2. SD Analog Encoder/PVR card. These are the second generation of analog cards. Svideo, Composite, and NTSC, just like above. Instead of sending the raw picture though, they encode it, typically into MPEG2, before sending it to the processor. This makes it so recording is a snap. Just stream the data straight to the hard drive. Pro: Doesn’t use much in the way of bus resources or processor. Con: Adds a good half second of latency before you see the picture. Modern day purpose: DVR for standard definition on Cable or Satellite. Useless for gaming.

3. ATSC/QAM capture cards. These are electrically the simplest of all 3 of the types of card. ATSC and QAM are already passing digital data, making these little more than a glorified wireless receiver card. The data is already MPEG2, they just pass it along. Pros: Records off the air HDTV, and unencrypted Cable TV. Cons: Can’t record any analog sources or HDMI, nor encrypted digital, nor Component. Modern Use: Over the air HDTV TIVO or limited Cable TIVO, when paired with #2 above.

4. Component Capture Cards. These are the most complex of the types as they have to record HDTV in at least 720p and encode it into MPEG2 or another format on the fly. They’re also still exceedingly rare. Pros: Capture Hi Def video game footage and anything from a component video source. Cons: Adds latency to signal, Expensive, poorly supported. Modern Use: High Def Satellite and Cable DVR, and capturing video game footage (but not watching it live, it adds latency.)

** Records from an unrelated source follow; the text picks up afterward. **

PR #2606, opened 2023-07-24
Closes #2512 - Snapshot to HDF5 

### LINKED ISSUE #2512: Snapshot to HDF5
In order to allow users to quickly recover in the event of server crash or to resume work at a later date, we will be adding a snapshot feature. Initially, this will take all registered objects and write them to an HDF5 file (options to capture more objects will be added in a later update). A restore feature will be added along with this that will allow the user to restore these objects.

The initial restore implementation will return a dictionary of objects, but this will be further developed to recreate the Python variables on the client.

Ethan-DeBandi99:
Closes #2512

This PR adds the ability to snapshot to HDF5 within Arkouda. The workflow takes and saves off all supported Arkouda objects in the namespace using `ak.snapshot(filename)`. These snapshots can then be loaded using `ak.restore(filename)`. The initial hope was to run the variables to the namespace upon restore, but there were a few scoping issues that prevented this in all situations. Instead, of using one method in certain situations and another elsewhere, I felt it better for this feature to remain consistent. As a result, `ak.restore` will return a dictionary identical to those from `ak.read` and `ak.load_all`. This uses the DataFrame storage format added in PR #2599, so on loading the file, DataFrames are returned as DataFrames within the return dictionary.

The return dictionary will be such that the key is the variable name that was in use at the time of the snapshot and the value will be the object.

Supporting updates to testing. The snapshot test is removed from `dataframe_test.py` and then full snapshot testing is added `io_test.py`. Expands testing to include segarray in dataframes.

Fixes some oversights from #2599 with SegArray

### DIFF
--- a/tests/io_test.py
+++ b/tests/io_test.py
@@ -1250,9 +1250,9 @@ class IOTest(ArkoudaTest):
 
         with tempfile.TemporaryDirectory(dir=IOTest.io_test_dir) as tmp_dirname:
             ak.snapshot(f"{tmp_dirname}/arkouda_snapshot_test")
-            print(dir())
             # delete variables
             del df
+            del df_str_idx
             del a
             del s
             del c
@@ -1261,6 +1261,8 @@ class IOTest(ArkoudaTest):
             # verify no longer in the namespace
             with self.assertRaises(NameError):
                 self.assertTrue(not df)
+            with self.assertRaises(NameError):
+                self.assertTrue(not df)df_str_idx
             with self.assertRaises(NameError):
                 self.assertTrue(not a)
             with self.assertRaises(NameError):
--- a/tests/io_test.py
+++ b/tests/io_test.py
@@ -1262,7 +1262,7 @@ class IOTest(ArkoudaTest):
             with self.assertRaises(NameError):
                 self.assertTrue(not df)
             with self.assertRaises(NameError):
-                self.assertTrue(not df)df_str_idx
+                self.assertTrue(not df_str_idx)
             with self.assertRaises(NameError):
                 self.assertTrue(not a)
             with self.assertRaises(NameError):
--- a/tests/io_test.py
+++ b/tests/io_test.py
@@ -1217,6 +1217,79 @@ class IOTest(ArkoudaTest):
             self.assertListEqual(x.segments.to_list(), rd.segments.to_list())
             self.assertListEqual(x.values.to_list(), rd.values.to_list())
 
+    def test_snapshot(self):
+        from pandas.testing import assert_frame_equal
+        df = ak.DataFrame(
+            {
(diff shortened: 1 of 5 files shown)


tests/io_test.py
```diff
@@ -1217,6 +1217,79 @@ def test_segarray_str_hdf5(self):
...
+        g = ak.GroupBy(a)
+        g_ref = {
+            "perm": g.permutation.to_list(),
+            "keys": g.keys.to_list(),
+            "segments": g.segments.to_list(),
+        }
+
+        with tempfile.TemporaryDirectory(dir=IOTest.io_test_dir) as tmp_dirname:
+            ak.snapshot(f"{tmp_dirname}/arkouda_snapshot_test")
+            print(dir())
```
jaketrookman, line 1253: Looks like an old print statement

tests/io_test.py
```diff
@@ -1217,6 +1217,79 @@ def test_segarray_str_hdf5(self):
...
+            # delete variables
+            del df
+            del a
+            del s
```
pierce314159, line 1257: don't we also need to `del df_str_idx`?

tests/io_test.py
```diff
@@ -1217,6 +1217,79 @@ def test_segarray_str_hdf5(self):
...
+        df_str_idx._set_index(["A" + str(i) for i in range(len(df))])
+        col_order = df.columns
+        df_ref = df.to_pandas()
+        df_str_idx_ref = df_str_idx.to_pandas()
+        a = ak.randint(0, 10, 100)
+        a_ref = a.to_list()
+        s = ak.random_strings_uniform(0, 5, 50)
+        s_ref = s.to_list()
+        c = ak.Categorical(s)
+        c_ref = c.to_list()
```
pierce314159, line 1243: I think we should pick Categorical to have some repeats so it's more similar to actual uses of cat

pierce314159 (commented):
Looks good beyond one small comment in the test

tests/io_test.py
pierce314159: quick offline discussion with ethan, this shouldn't really effect things at all. I was thinking more the parquet case where things being different sizes could mess things up (if we have repeats then the size of unique_keys wouldn't match like permutation for instance). But we're dealing with hdf5 so that doesn't matter. I don't think this needs to be changed

TheOddCzar789 (approved):
Didn't see anything else to add.

tests/io_test.py
Ethan-DeBandi99: Oh yeah. I missed that. It should be there now

jaketrookman (approved):
Looks good

pierce314159 (approved):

There are potentially other kinds of cards, such as a component raw capture card, or a DVI or VGA capture card, but I haven’t seen any examples of these in the consumer market, only in high end products. 

Straight #1 and straight #2 are very hard to come by these days. They are almost always paired with #3 above. 1/3 combos are also getting pretty rare. 2/3 is the most common card around currently. I ended up buying a ATI 650 card thinking that it would be a 1/3 and useful for gaming, but the reviewers were wrong. It’s a pure 2/3 card. Finally, I searched for an available analog card and found the MSI TV@nywhere card that is supported in linux and a #1 card. 

I’ll have to post how well it works later.